A transport stream decoding method for a transport stream decoding device, comprising: means for storing a transport packet containing video data for time-axis conversion; and means for storing a transport packet containing audio data and time-axis conversion. The table ID of the section in the transport packet output from the PID filter.
A step of determining whether the specified section is included from the data of the beginning part including the following, a step of storing the determination information in a tag register, and a step of storing the transport packet and performing time axis conversion. Adding the output of the tag register to the transport packet whose time axis has been converted, and adding the output of the tag register based on the count value of the transport packet and the data amount of the tag register. And a transfer destination in a storage unit that stores the transferred transport packet, and the transfer is performed. 7. The transport stream according to claim 6, wherein the storage means includes at least a read area of the central processing unit, a write area of the transfer means, and a write spare area of the transfer means.
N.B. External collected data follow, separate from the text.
PR #800, opened 2019-08-15
add psplash in meta-mender-demo

texierp:
This PR add `psplash` support with the Mender logo (Mender.io (color) -> https://mender.io/resources/digital-assets).
This is way to demonstrate that it is actually the Mender demo image running.

But also to use psplash for demonstrations
with Mender updates modules and state scripts:

```
$: psplash &
$: psplash-write "MSG Install in progress ..."
$: psplash-write "PROGRESS 50"
$: psplash-write "MSG Done"
$: psplash-write "PROGRESS 100"
$: psplash-write "QUIT"
```


drewmoseley:
Does this work with systemd? I thought psplash didn't work with it.

texierp:
> Does this work with systemd? I thought psplash didn't work with it.

You're right @drewmoseley, in fact the main idea at first, is not necessarily to use psplash during the boot phase, but rather manually with update modules and state scripts. For example:

```
$: psplash &
$: psplash-write "MSG Install in progress ..."
$: psplash-write "PROGRESS 50"
$: psplash-write "MSG Done"
$: psplash-write "PROGRESS 100"
$: psplash-write "QUIT"
```

drewmoseley:
Interesting.  I wonder if this is appropriate to add as a MENDER_FEATURE in meta-mender-core?  @kacf?

@texierp  have you tried dietsplash? It's supposed to work with systemd but I could only get the initial splash screen displayed when I tried it. It didn't seem to update with the cli utility, although that utility _does_ work to stop the splash screen.

texierp:
> @texierp have you tried dietsplash? It's supposed to work with systemd but I could only get the initial splash screen displayed when I tried it. It didn't seem to update with the cli utility, although that utility _does_ work to stop the splash screen.

Never tested :/. I will try.
However, it is possible to run psplash with systemd during the boot phase with a custom script as done here in `meta-mentor` and `meta-agl` : 
- https://github.com/MentorEmbedded/meta-mentor/blob/master/meta-mel/recipes-core/psplash/psplash_git.bbappend

- https://git.automotivelinux.org/AGL/meta-agl/tree/meta-agl-profile-core/recipes-core/psplash/psplash_git.bbappend

texierp:
Ping :)

mirzak:
@kacf , is out of office so I would be patient :).

I like the `psplash-start.service` approach, this way it will display by default without the need of running `psplash` manually.

> Interesting. I wonder if this is appropriate to add as a MENDER_FEATURE in meta-mender-core?

texierp:
> @kacf , is out of office, patience :)

Thanks @mirzak, I'll be patient :)

> I like the `psplash-start.service` approach, this way it will display by default without the need of running `psplash` manually.

Sure, this PR is now updated with both scripts :)

> FWIW, I think this is to intrusive to be in core. Can not really imagine a use-case where someone would want that if they are not building demo images.

Agree with that.

mirzak:
One remark on the commit messages, and specifically these three:

    psplash: add simple systemd scripts
    layer.conf: add splash in IMAGE_FEATURES
    psplash: use Mender logo by default

You have a Changelog entry for all three of them, which is unnecessary. You can have `None` on two of them and on the third set something like:

    Changelog: Add support for psplash in meta-mender-demo, which will display the Mender logo during boot

Changelog entries are supposed to be user-facing/friendly and not necessarily high technical detail.

texierp:
Ok, thanks @mirzak for the review, I will update ;)

meta-mender-demo/recipes-core/psplash/psplash_git.bbappend
```diff
@@ -2,6 +2,17 @@ FILESEXTRAPATHS_prepend := "${THISDIR}/files:"
...
+	file://psplash-start.service \
+	file://psplash-quit.service \
 "
 
+inherit systemd
+
+SYSTEMD_SERVICE_${PN} = "psplash-start.service psplash-quit.service"
+
 SPLASH_IMAGES = "file://mender.io.png;outsuffix=default"
+
```
mirzak: Did a quick test on my Pi4, I had to add the following to "win" over meta-raspberrypi who set priority to 200.

```
ALTERNATIVE_PRIORITY = "300"
```

meta-mender-demo/recipes-core/systemd/systemd_%.bbappend
```diff
@@ -20,4 +20,7 @@ do_install_append() {
         install -m 0755 ${WORKDIR}/eth.network ${D}${sysconfdir}/systemd/network
         install -m 0755 ${WORKDIR}/enp.network ${D}${sysconfdir}/systemd/network
   fi
+
+  # Remove getty@tty1.service
+  rm ${D}${sysconfdir}/systemd/system/getty.target.wants/getty@tty1.service
```
mirzak: This does not seem to work, at least not on RPi4. I do get the console on the HDMI output and I have to manually start psplash for it to show.

meta-mender-demo/recipes-core/psplash/psplash_git.bbappend
texierp: Ah indeed, thanks for testing. I will update the recipe.

meta-mender-demo/recipes-core/systemd/systemd_%.bbappend
texierp: It seems we have to set `SPLASH = "psplash"` ? (https://github.com/agherzan/meta-raspberrypi/blob/warrior/recipes-core/images/rpi-basic-image.bb#L9)

meta-mender-demo/conf/layer.conf
```diff
@@ -16,5 +16,8 @@ MENDER_STORAGE_TOTAL_SIZE_MB_DEFAULT ?= "608"
 IMAGE_OVERHEAD_FACTOR = "1.0"
 IMAGE_FEATURES += "splash"
 
+# Special for RPi
+ENABLE_UART = "1"
```
kacf: This is already present in [meta-mender-raspberrypi-demo](https://github.com/mendersoftware/meta-mender/blob/master/meta-mender-raspberrypi-demo/classes/rpi-demo-wifi.bbclass#L6), no need to add it here.

meta-mender-demo/recipes-core/systemd/systemd_%.bbappend
kacf: Yes, and is it necessary? I thought the idea was to run psplash until the login prompt is ready and then switch to the prompt? Certainly I don't think we want to leave the login disabled, since the user may prefer to use the HDMI output to log in.

meta-mender-demo/conf/layer.conf
texierp: Indeed :), I will remove

meta-mender-demo/recipes-core/systemd/systemd_%.bbappend
texierp: > I don't think we want to leave the login disabled, since the user may prefer to use the HDMI output to log in.

You're indeed right, I will update accordingly.

meta-mender-demo/conf/layer.conf
texierp: > Nice piece of work @texierp! I have a few change requests, but nothing major. We'll have to verify that RaspberryPi indeed works though.

With pleasure @kacf ! PR updated :)

mirzak:
Did a test run on my Raspberry Pi 3, looks good. Once concern though about including:

```
psplash: add simple systemd scripts
```
(I liked the idea initially but after testing I am not convinced),

The problem with above is that it relies on that you do not have `console=tty1` (or no `console=` definition in which case it will default to the first mentioned) in kernel arguments, for it to be "pretty".

If you have `console=tty1` the output on the screen is not pretty, and typically what happens is:

- Kernel boot log is displayed
- psplash is started and Mender logo is displayed (for a couple of milliseconds)
- the kernel boot partly overwrites the Mender boot logo in the continued boot process and finally removing it completely once it reaches the login prompt.

I believe it is a fairly common default behavior to have console output on HDMI, and for this reason we should opt-out of this, as we will not be modifying kernel arguments on all boards we support to make this pretty.

But the procedure you initially proposed: 

```
$: psplash &
$: psplash-write "MSG Install in progress ..."
$: psplash-write "PROGRESS 50"
$: psplash-write "MSG Done"
$: psplash-write "PROGRESS 100"
$: psplash-write "QUIT"
``` 

works great, and I think this is the best we can do in a layer such as `meta-mender-demo`.

A nice follow up would be to update the [example state scripts](https://github.com/mendersoftware/meta-mender/tree/master/meta-mender-demo/recipes-mender/example-state-scripts) to write to `psplash` as well.

texierp:
You are indeed right @mirzak , and in fact, I am also convinced by my initial idea, which is less intrusive.

After your feedback, I think the second approach (with systemd) is platform dependent. So, I will drop this patch.

Thanks !

texierp:
> A nice follow up would be to update the [example state scripts](https://github.com/mendersoftware/meta-mender/tree/master/meta-mender-demo/recipes-mender/example-state-scripts) to write to `psplash` as well.

I could do that in another PR.

mirzak:
> I could do that in another PR.

Yeah, did not mean to include it here.

kacf:
So with the newly proposed method, does this mean that the splash screen will only be active during an update?

mirzak:
> So with the newly proposed method, does this mean that the splash screen will only be active during an update?

With only merging this PR, it will not be active at all by default, unless you run `psplash` command.

If we follow up with adding `psplash` commands to the state script example then it would be active during upgrade.

kacf:
Alright then, it will be dormant, but sounds reasonable to provide in the demo image.

Will run this through auto-testing.

texierp:
> Alright then, it will be dormant, but sounds reasonable to provide in the demo image.
> 
> Will run this through auto-testing.

Thanks @kacf !

PR #804, opened 2019-08-23
u-boot-fw-utils: set PACKAGE_ARCH as MACHINE_ARCH

texierp:
Add PACKAGE_ARCH to force package to be machine-dependent

Changelog: Title

Signed-off-by: Pierre-Jean Texier <pjtexier@koncepto.io>

### DIFF
--- a/meta-mender-core/recipes-bsp/u-boot/u-boot-fw-utils-mender-auto-provided_1.0.bb
+++ b/meta-mender-core/recipes-bsp/u-boot/u-boot-fw-utils-mender-auto-provided_1.0.bb
@@ -74,3 +74,5 @@ do_install () {
     install -m 755 ${B}/tools/env/fw_printenv ${D}${base_sbindir}/fw_setenv
     install -m 0644 ${B}/tools/env/fw_env.config ${D}${sysconfdir}/fw_env.config
 }
+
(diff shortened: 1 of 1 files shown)


kacf:
This package is not machine dependent though, only configuration dependent. It only adds regular binaries and a configuration text file. Is there a specific problem this is fixing?

mirzak:
I would agree that it is machine specific, since the `fw_printenv/fw_setenv` binaries will depend on the `defconfig` used by a specific machine which impacts built in default environment etc.

I guess what problem this solves (correct me if I am wrong @texierp  :)), is if you are generating package feeds, you would want this package only to be available to the machine it was built for and not end up in one of the generic feeds e.g `armhf`.

texierp:
> I guess what problem this solves (correct me if I am wrong @texierp :)), is if you are generating package feeds, you would want this package only to be available to the machine it was built for and not end up in one of the generic feeds e.g `armhf`.

Exactly, this is the first reason :)

The second one is that it seems to me interesting to follow the [openembedded-core](http://cgit.openembedded.org/openembedded-core/tree/meta/recipes-bsp/u-boot/u-boot-fw-utils_2019.07.bb#n33).

kacf:
Thanks!

PR #806, opened 2019-08-28
example-state-scripts: use show-artifact instead of parsing file

texierp:
The /etc/mender/artifact_info file is deprecated from Mender 2.0,
as such info is now saved in the database.

Changelog: Title

Signed-off-by: Pierre-Jean Texier <pjtexier@koncepto.io>

### DIFF
--- a/meta-mender-demo/recipes-mender/example-state-scripts/files/example-script
+++ b/meta-mender-demo/recipes-mender/example-state-scripts/files/example-script
@@ -1,4 +1,4 @@
 #!/bin/sh
 
-echo "$(cat /etc/mender/artifact_info): $(basename "$0") was called!" >&2
+echo "$(mender -show-artifact): $(basename "$0") was called!" >&2
 exit 0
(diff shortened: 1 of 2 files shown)


meta-mender-demo/recipes-mender/example-state-scripts/files/example-script
```diff
@@ -1,4 +1,4 @@
 #!/bin/sh
 
-echo "$(cat /etc/mender/artifact_info): $(basename "$0") was called!" >&2
+echo "$(mender -show-artifact): $(basename "$0") was called!" >&2
```
kacf: Thanks, good catch!

However, there is a subtle difference in behavior in `-show-artifact`, namely that it will not be updated until the artifact is committed. The old `artifact_info` file would be updated as soon as the device was rebooted. Some of the point of the example script is to show this difference, therefore I suggest that you add one more line to the recipe file, so that we also see the new name after it has been committed:

```
cp example-script ${MENDER_STATE_SCRIPTS_DIR}/ArtifactCommit_Leave_50
```

texierp: Ah indeed, thanks for this feedback, I will do so.

texierp: Updated ;)

texierp:
@mirzak I just realized that you closed the PR. 
But to be honest, I'm not sure I understand why :/

mirzak:
Apologize @texierp, this was just me clicking the wrong button at some point. Thank you for bringing it to my intention

texierp:
> Apologizes @texierp, this was just me clicking the wrong button at some point. Thank you for bringing it to my intention

;)

kacf:
Merged in #811 with additional fixes.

Decryption method. 8. The step of deciding and transferring the transfer destination notifies the central processing unit of the end of writing when the writing to the writing area of the storage means is finished,
8. The transport stream decoding method according to claim 7, wherein the writing area is set as the reading area by shifting to writing to the writing spare area of the storage unit. 9. The position of a section designated by a filter pass designation register storing information designating passage of the PID filter and the section discriminating means, the contents of a descriptor register storing the discrimination information and the tag 9. The transport stream decoding method according to claim 6, wherein the transport stream decoding method is obtained from the contents of a register. 10. The step of adding the output of the tag register to the time-axis converted transport packet is configured to switch between the time-axis converted transport packet and the output of the tag register. 10. The transport stream decoding method according to any one of claims 6 to 9.